Na primeira, incluiu as famílias onde a pobreza passa de pais para filhos. Para
estas, propõe uma educação em que se incuta o sentido da responsabilização pela
própria vida. Não basta dar… Na segunda, estão as famílias “que nunca pensaram passar por restrições”

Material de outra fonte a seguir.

PR #172, opened 2026-08-14
feat: consolidate task-first control plane, fleet foundation and review summary

giuliastro:
## Summary

Consolidates the task-first client, fleet client foundation, backend-neutral Git review summary, and the integration fixes found during Android manual testing into one reviewable PR.

This supersedes #167, #168, #170 and the temporary integration PR #171. It is intentionally **draft** and must not be merged until Android manual testing is complete.

## Task-first workflow

- expose New Task alongside the existing New Session workflow;
- discover machine projects and available agents;
- create tasks, prepare isolated Git worktrees by default, and launch the selected agent;
- keep task execution represented by the existing session UI after launch;
- surface task, project, worktree and launch errors in the dialog.

## OpenCode / machine-daemon integration

- allow `harness-remote-daemon --backend opencode` without requiring an ACP backend;
- keep the managed OpenCode process internal while exposing one public machine-daemon endpoint;
- resolve the machine-level endpoint separately from an existing OpenCode session endpoint: a saved OpenCode profile on 4096 can discover the standard Harness machine daemon on 4097, while a profile already on 4097 stays there;
- never treat ordinary OpenCode connectivity as proof that the machine daemon exists;
- normalize native/Capacitor task payloads, including wrapped and stringified JSON responses;
- provide endpoint-oriented errors instead of misleading `invalid JSON` errors when a machine API is not available.

## UI cleanup

- Task dialog now uses the same shared wizard/footer action layout as New Session;
- removed one-off button widths and inline action sizing;
- project/agent fields use a responsive grid;
- worktree isolation is visually separated without introducing a separate design language;
- on narrow screens Refresh uses the compact icon slot while New Task and New Session remain labeled, balanced actions.

## Fleet foundation

- group saved profiles by physical daemon endpoint;
- preserve stable machine identity when reachable and endpoint identity when offline;
- isolate failures across machines;
- aggregate agents, projects and tasks per machine;
- namespace task identity at the fleet layer;
- support explicit task placement on a selected machine.

No Fleet UI is introduced in this slice.

## Review summary

- add read-only `GET /v1/tasks/:id/diff` inspection for managed worktrees;
- compare task work against the source checkout HEAD;
- support committed, tracked, untracked, binary, Unicode and tab-containing paths;
- use rename-safe, NUL-delimited Git parsing;
- expose aggregate file/addition/deletion counts without mutating task state.

## Validation

PR checks now explicitly include a `test:tasks` suite covering the machine-endpoint resolution, Android/native payload normalization and Task dialog UI invariants. The consolidated source state passed:

- TypeScript build and web regression suites, including `test:tasks`;
- bridge tests on Linux;
- bridge tests on macOS;
- bridge tests on Windows;
- Android debug APK build and signature verification.

Manual Android verification is still required before merge.


giuliastro:
Current gate status after re-review against #181/#173:

**Do not enable `TASK_LAUNCH_ENABLED` yet. Do not merge this PR yet.**

1. #181 is now narrowed to the bridge prompt-acknowledgement path: acknowledgements are stored one-per-session, so queuing prompt B overwrites prompt A's ack. A late ACP echo of A can then become a real user chunk and, especially when the failed turn emits no assistant chunk, the echo of B can append to the same user chunk. This matches the reported concatenation/title corruption. The fix needs a regression test covering queued prompts + first-turn failure/no assistant echo.

2. #173 is still incomplete for the stated requirement. The branch adds session-less model lookup and a PI-specific loader (`pi --list-models`), which is good for PI. But OMP, Claude Code and Codex still have no guaranteed pre-session catalog on a fresh agent with zero sessions; they can only reuse a catalog learned from an ACP session. Therefore New Task cannot yet guarantee model choice at task start for every supported harness.

Required before this draft can be enabled/merged:
- fix #181 and add the queue/echo regression;
- define a truthful pre-session model-discovery contract per agent (real session-less catalog where supported, explicit unsupported/default-only state otherwise), with zero-session coverage;
- then enable `TASK_LAUNCH_ENABLED`;
- rerun the full required matrix: TypeScript/build + all 12 web suites, bridge Linux/macOS/Windows, debug APK build;
- preserve the legacy URL invariant for profiles without `agentId` (`web/src/server-config.test.mjs`).

No merge performed.

giuliastro:
Model-selection implementation has been replaced with the agent-level design agreed in review:

- removed the PI-only `pi --list-models` path;
- `GET /v1/agents/:id/models` refreshes the selected agent when New Task opens;
- managed HTTP agents (OpenCode) are queried directly on every refresh;
- ACP agents use one dedicated, prompt-less catalog session per agent, persisted and reused across New Task opens and daemon restarts (not create/destroy per task);
- the catalog session is kept out of the user session list;
- cached models are fallback-only and are marked stale when refresh fails;
- POST task launch performs a second fresh validation; if the chosen model disappeared, launch returns a conflict instead of silently falling back;
- regression tests cover zero-user-session bootstrap, reuse across refresh/restart, model removal, HTTP refresh, and launch gating.

`TASK_LAUNCH_ENABLED` remains false. Current head is `b1bd400`; full PR checks are running. The first run exposed an expected wrapper-wiring test that still assumed the pre-catalog server chain; that test has been updated and macOS bridge tests are now green on the new head. No merge until review + complete matrix.

giuliastro:
## Manual Android status — NOT READY

The 2026-08-14 real-device test found several P0 failures in the task/connection path. This PR must remain draft and `TASK_LAUNCH_ENABLED` must remain false in normal builds.

Confirmed failures:

- New Task model refresh can block for a very long time then fail with `Cannot reach localhost:4097. timeout`;
- reopening after the timeout can show cached models immediately, but freshness/completeness is unclear;
- Start returns to the session list before the newly created task/session is visible; it appears only many seconds later;
- opening the launched task/session can show the model area in warning/yellow state with no models loaded;
- machine setup is still backend/profile-first in places: first-run OpenCode flow and later PI flow are inconsistent;
- a daemon-backed machine still effectively requires duplicated per-agent client configuration;
- generated daemon credentials must not change on ordinary restart.

Roadmap/issue cleanup made from these findings:

- #143 reopened as P0 Universal Daemon/auth/discovery stabilization;
- #178 rewritten around one machine-first wizard;
- #180 rewritten around one saved machine with discovered agents underneath;
- #145 rewritten as an end-to-end task reliability gate;
- #173 rewritten around bounded/fresh model catalog + persisted run configuration;
- #133 now has an explicit P0 stabilization gate;
- #182 abandoned/closed; #181 remains isolated.

Do not add more feature surface to #172 until the above contract is stable. The next code work should reduce complexity and make the existing path deterministic rather than expand it.

giuliastro:
Archiving this Harness 3 work while `main` is restored to the last known-good pre-Harness-3 baseline (`923d62a`). The code remains preserved on `agent/task-control-plane-consolidated` and the full archive/index lives on `archive/harness-3-2026-08-15` in `docs/HARNESS_3_ARCHIVE_2026-08-15.md`. Do not merge this PR as-is into restored `main`; future Harness 3 work should be reintroduced in small, independently validated slices.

mas que, devido ao desemprego e endividamentos anteriores, estão a viver
situações dramáticas. Estas são as maiores vítimas da crise e precisam de
atenção especial por parte das instituições de solidariedade. Todos
conheceremos famílias que se enquadram nestas categorias.
Revejo-me
na sua análise e gostaria de acrescentar a pobreza
que brada ao céu. Incluo nesta pobreza quem trabalha e recebe o salário
mínimo, ou ainda menos, e quem trabalhou e fez os descontos exigidos e agora
recebe uma pensão de miséria.
Depois
de feitos os respetivos descontos, o salário mínimo não ultrapassa os 400
euros. Como é que uma família, com vários filhos, mesmo que os dois pais
trabalhem, pode sobreviver com esses valores? (LOC-MTC) Era assim quando o
salário mínimo estava nos 485 euros. Agora subiu 17,80 euros. Foi bom mas sabe
a pouco. A pobreza continua. O salário não é questão de solidariedade, mas de
justiça “stricto sensu”- justiça comutativa segundo a qual uma permuta é justa
quando os dois termos da troca têm o mesmo valor. O contrário é fraude, é
roubo. O trabalhador dá o seu trabalho e, em contrapartida, recebe um salário
que não satisfaz as suas necessidades. E nem tudo se deve à crise. É que os
“vampiros” de Zeca Afonso não morreram com o “25 de Abril”…
E
que dizer de quem trabalhou, descontou e agora tem uma reforma de 259,4 euros
mensais? E dos três quartos dos aposentados por velhice que recebem abaixo do
salário mínimo? São vítimas silenciadas e só elas sabem o que sentem e sofrem.
A pensão, como o salário, não é um subsídio nem uma esmola, mas um direito.
Não pagar o salário a quem trabalha é um pecado que brada ao céu.